The team found four of these genes on an autosome in species with the missing Y chromosome gene—presumably, the genes were transferred to the new chromosome through a retrotransposition event. The team identified eight instances of apparent retrotransposition, including in a few species in which such gene-jumping occurred more than once.
The EIF2S3Y (eukaryotic translation initiation factor 2 subunit) gene, involved in protein synthesis, was missing from the Y chromosome only among primates the team studied. “If this gene is so important, why does it appear to be dispensable in some species?” asked Hughes. So the researchers traced the gene to three different autosomal locations in each of the three primate groups (Old World monkeys, New World monkeys, and apes), which suggested that this gene transposed from the Y chromosome to an autosome and the X chromosome independently on three separate occasions.
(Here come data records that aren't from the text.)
PR #2078, opened 2020-06-16
Updating sane-pdf-reports

agamm:
## Status
Read

## Related Issues
related: https://github.com/demisto/etc/issues/23059

## Description
Updates the sane-pdf-reports

### DIFF
--- a/docker/sane-pdf-reports/get_build_artifacts.py
+++ b/docker/sane-pdf-reports/get_build_artifacts.py
@@ -17,6 +17,9 @@ Usage example
 
 Use like so:
 python get_build_artifacts.py --token <token> --project <project name> --branch master --filter "regex"
+
+in sane-pdf-reports just run the docker file again.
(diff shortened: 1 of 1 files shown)


docker/sane-pdf-reports/get_build_artifacts.py
```diff
@@ -35,11 +37,12 @@ def get_args():
     return vars(parser.parse_args())
 
 
-def send_request(url, params):
-    headers = {'Accept': 'application/json'}
+def send_request(url):
+    headers = {
+        'Accept': 'application/json',
+        'Circle-Token': os.getenv(ENV_TOKEN_KEY, "")
```
Bars92, line 43: do we need token here? sane reports is public as well as circle artifacts
image

agamm: Nope :)
But if we will need it will work.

Unlike in the New World monkey lineage, EIF2S3 expression in apes and Old World monkeys was restricted to the testes. While previous studies considered this autosomal copy a pseudogene, the current analysis provides evidence that the gene is indeed expressed and may be functional. Several years ago, this gene was shown to be one of just two Y chromosome genes required for assisted reproduction in mice. While not on the Y chromosome in primates, the gene is likely to be performing the same function during spermatogenesis and may be important in male infertility, Hughes and her colleagues suggested.
There have also been examples of X-linked genes relocating to autosomes. In the present study, the researchers found the first such example for the RPS4 (ribosomal protein S4) gene. The wallaby acquired two autosomal copies of this gene, which is now missing from both the X and Y chromosomes. “The X chromosome has undergone fewer changes,” Hughes explained. However, she added, “this shows that the X is also vulnerable to gene loss following these [transposition events].”
Graves said she believes the Y chromosome continues to evolve by losing genes with important functions. But Hughes stressed that the Y chromosome is not going to disappear. “Although the phenomenon of genes leaving the Y and relocating elsewhere in the genome is relatively common, when you look across all mammals, it is still a rare event.”
J.F. Hughes et al., “Sex chromosome-to-autosome transposition events counter Y-chromosome gene loss in mammals,” Genome Biology, doi:10.1186/s13059-015-0667-4, 2015.